_WORK REQUEST_
With the line containing "Besides that, I" as the first line and the last line of the records as the final one, reproduce that range exactly.
*** Begin section ***
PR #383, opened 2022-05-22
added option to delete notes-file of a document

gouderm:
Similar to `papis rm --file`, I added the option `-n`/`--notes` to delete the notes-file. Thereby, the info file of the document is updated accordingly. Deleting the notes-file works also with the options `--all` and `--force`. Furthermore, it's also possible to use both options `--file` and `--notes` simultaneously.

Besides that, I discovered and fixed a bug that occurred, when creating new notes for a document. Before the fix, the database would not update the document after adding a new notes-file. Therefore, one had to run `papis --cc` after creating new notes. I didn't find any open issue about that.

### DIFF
*** End section ***
_RESPONSE_
Besides that, I discovered and fixed a bug that occurred, when creating new notes for a document. Before the fix, the database would not update the document after adding a new notes-file. Therefore, one had to run `papis --cc` after creating new notes. I didn't find any open issue about that.

### DIFF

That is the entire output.